Fantômas (Genie des Bösen)

Fantomas

Wenn es um Bösewichte geht, ist Fantômas selbst in diesem Kreis noch der Böse. Er wurde 1911 ins Leben gerufen und ist das, was man einen Gentleman-Ganoven nennen könnte, der grausame, sorgfältig geplante Verbrechen begeht, ohne ein klares Motiv zu haben. Manchmal hängt er sein Opfer an eine Kirchenglocke, damit beim Läuten das Blut auf die Gläubigen spritzt. Er versucht, den Detektiv Jove, der ihm auf der Spur ist, zu töten, indem er ihn in einem Raum gefangen hält, der sich langsam mit Sand füllt.
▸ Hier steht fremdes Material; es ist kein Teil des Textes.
Issue #22062, opened 2021-08-28
Openpilot 0.8.8 triggers immediate LKAS, ACC, and Lane Departure Warning on Civic Hatchback


keijikage:
Installing Openpilot 0.8.8 on a C3 hooked up to a 2021 Civic Hatchback causes an immediate LKAS, ACC, and LDW warning.  Re-seated harness with no resolution.

Downgrading to  0.8.7. version resolves issue.

**Device/Version information (please complete the following information):**
 - Device:Comma 3
 - Dongle ID: 546b3e758686e75a
 - Route: 546b3e758686e75a|2021-08-28--16-26-33
 - Timestamp: Immediately on startup
 - Version: 0.8.8 Release 3
 - Car make/model: 2021 Civic Hatchback Sport

May impact more than one honda model, multiple users in discord indicating similar symptoms on C2 hardware as well

keijikage:
New route -  546b3e758686e75a|2021-08-29--01-42-44--0
Reset C3 prior to uploading prior logs.

riley206:
I'm having the same issue on my 2020 civic hatch. How do you go back to a previous update?

adeebshihadeh:
The issue appears to be caused by https://github.com/commaai/panda/pull/615. The new HUD msgs `0x33DA` and `0x33DB` found in the 2021 Accord also appear to be used on the Civic Hatch. #22063 should fix the issue.

riley206:
I'm honestly not to sure what all that means yet but I appreciate the response.

adeebshihadeh:
The fix is in master-ci and will go to the release branches shortly. If you'd like to install master-ci, you can use `openpilot-nightly.comma.ai`.

csouers:
@riley206 and @keijikage; When you engage openpilot on 0.8.7 or older and have NOT pressed the LKAS button on the steering wheel, do the LKAS lines show up solid white on the car's display?

keijikage:
> @riley206 and @keijikage; When you engage openpilot on 0.8.7 or older and have NOT pressed the LKAS button on the steering wheel, do the LKAS lines show up solid white on the car's display?

The last stock version I ran on any regular basis was 0.8.4, but it did not have this behavior - e.g. the observed behavior is that the lines were off when OP was off (LKAS not engaged).

The only exception to this is when the Comma is booting AND LKAS is engaged prior to fully booting - the car display can become inverted from the expected.

csouers:
[...]

PR #23000, opened 2021-11-21
Honda: use new Bosch LKAS_HUD messages

### LINKED ISSUE #22073: Honda: use new HUD msgs on newer Bosch models
I'm using stock OP 0.8.8. When I hit the LKAS button after OP is engaged using the set button, I get the lkas solid lines on the dash. After a few moments, I get "steering required" on the dashboard, if I don't grab the steering wheel within a few seconds, those solid lines become broken lines. The steering required message stays on until I grab the wheel. My C2 can see my face during this whole ordeal. My understanding is that the LKAS button is not suppose to do anything when OP is engaged.

adeebshihadeh:
resolves #22073

- [x] <s>determine all cars this applies to</s> auto detect instead


adeebshihadeh:
Hmm, appears `CIVIC_BOSCH` can be either the old or new style msg. The car from #22062 has the new msgs, but @csouers's has the old `0x33D`.

csouers:
Would it be sufficient to simply check for the new msg in the can fingerprint to determine what kind of hud frames to send? It would overall be less new lines in OP in exchange for a few new lines in cereal (a new struct). 

So far I recall seeing the new messaging on 2021+ Civic Bosch, Accord, CRV (not sure of which variant), Honda E, and Odyssey. Haven't seen a new Insight yet and I'm not 100% sure on the later RDXs. 

I've refactored my port in this way and have some users testing it now. I'll link it here in the morning.

csouers:
For example, [interface.py](https://github.com/csouers/openpilot/blob/1af371a3ca5afff0ad719ceb8d1da50cede1dc3f/selfdrive/car/honda/interface.py#L38) and [hondacan.py](https://github.com/csouers/openpilot/blob/1af371a3ca5afff0ad719ceb8d1da50cede1dc3f/selfdrive/car/honda/hondacan.py#L149)

[The cereal changes that I mentioned.](https://github.com/csouers/cereal/commit/a1eb2a93dc40b44894906b42796d00280df6119d)
[Here's the branch comparison of what I have against comma master](https://github.com/commaai/openpilot/compare/master...csouers:bosch2021_test?expand=1)

Several 2021+ Accord firmware IDs are already in master, so this seems like a simple way to handle all of those without having to split them back out into new CARs.

selfdrive/car/honda/hondacan.py
```diff
@@ -142,16 +142,24 @@ def create_ui_commands(packer, pcm_speed, hud, car_fingerprint, is_metric, idx,
     'SOLID_LANES': hud.lanes,
     'BEEP': 0,
   }
-  commands.append(packer.make_can_msg('LKAS_HUD', bus_lkas, lkas_hud_values, idx))
 
-  if radar_disabled and car_fingerprint in HONDA_BOSCH:
+  if CP.flags & Flag.BOSCH_EXT_HUD:
+    lkas_hud_values['SET_ME_X48'] = 0x48
+
+  if CP.flags & Flag.BOSCH_EXT_HUD and not CP.openpilotLongitudinalControl:
```
adeebshihadeh, line 149: @csouers why is `openpilotLongitudinalControl` checked here?

adeebshihadeh:
Auto detection definitely seems to be the way to go here. @csouers are you saying that we can just merge the new 2021 Accord cars into the old ones after this PR?

selfdrive/car/honda/hondacan.py
csouers: The radar passes along the new LKAS_HUD messages to the powertrain bus on 0x33d. If it's disabled, we just send LKAS_HUD like usual.

csouers:
> Auto detection definitely seems to be the way to go here. @csouers are you saying that we can just merge the new 2021 Accord cars into the old ones after this PR?

Should be fine. I've been using the same tuning as the old cars and haven't received any complaints about poor behavior. At least a few 2021 Civic and CR-V users have also been doing the same as well.

selfdrive/car/honda/values.py
```diff
@@ -37,6 +39,11 @@ def __init__(self, CP):
     self.STEER_LOOKUP_V = [v * -1 for v in CP.lateralParams.torqueV][1:][::-1] + list(CP.lateralParams.torqueV)
 
 
+class Flag(IntFlag):
+  # Bosch models with alternate set of LKAS_HUD messages
+  BOSCH_EXT_HUD = 1
+
+
```
belm0, line 46: suggestions:
  * use a name like `CarParamFlags`.  `Flag` is going to cause confusion in any module that happens to import `enum.Flag`.
  * derive from `Flag` rather than `IntFlag`.  This won't affect your existing code like `x |= BOSCH_EXT_HUD.value`.  `IntFlag` is intended more for use with legacy API's, letting you pass an `IntFlag` instance where an `int` is expected-- the downside is less type safety.

belm0: After experimenting with this CP.flags approach, I found it limiting because Honda-specific details include non-flag values like STEER_THRESHOLD and SPEED_FACTOR.

Consider adopting #23053 instead, as it works generally across bool, number, string, list, etc.

adeebshihadeh: renamed to HondaFlags. I'll respond to your alternative approach on that PR

adeebshihadeh:
@csouers The tests say this is good as far as catching the regression from last time we merged the 2021 Accord, but can you confirm everything's working as expected on master-ci with the users of the relevant cars?

selfdrive/car/honda/hondacan.py
```diff
@@ -142,16 +142,24 @@ def create_ui_commands(packer, pcm_speed, hud, car_fingerprint, is_metric, idx,
     'SOLID_LANES': hud.lanes,
     'BEEP': 0,
   }
-  commands.append(packer.make_can_msg('LKAS_HUD', bus_lkas, lkas_hud_values, idx))
 
-  if radar_disabled and car_fingerprint in HONDA_BOSCH:
+  if CP.flags & HondaFlags.BOSCH_EXT_HUD:
```
adeebshihadeh, line 146:
```suggestion
  if not (CP.flags & HondaFlags.BOSCH_EXT_HUD):
```

adeebshihadeh:
@csouers any update?

csouers:
> @csouers any update?

Haven't heard back. I'll ask a few more people that I have in mind.

adeebshihadeh:
Thanks, would be great to get some confirmation before 0.8.12 goes to release.

csouers:
Civic 2021+ is confirmed working. Waiting on Accord and CR-V.

csouers:
Accord 2021 2.0 is also confirmed.

adeebshihadeh:
Thanks @csouers!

Er häutet ein Opfer und macht aus den Händen des Toten Handschuhe, um die Fingerabdrücke der Leiche am Tatort zu hinterlassen.

Seine Schöpfer nannten ihn „Genie des Bösen“ und „Herr des Schreckens“, aber er blieb ein Rätsel mit so vielen Identitäten, dass ihn oft nur Jove erkennen konnte. Das Buch, das ihn vorstellt, beginnt mit einer Stimme, die fragt: Wer ist Fantômas?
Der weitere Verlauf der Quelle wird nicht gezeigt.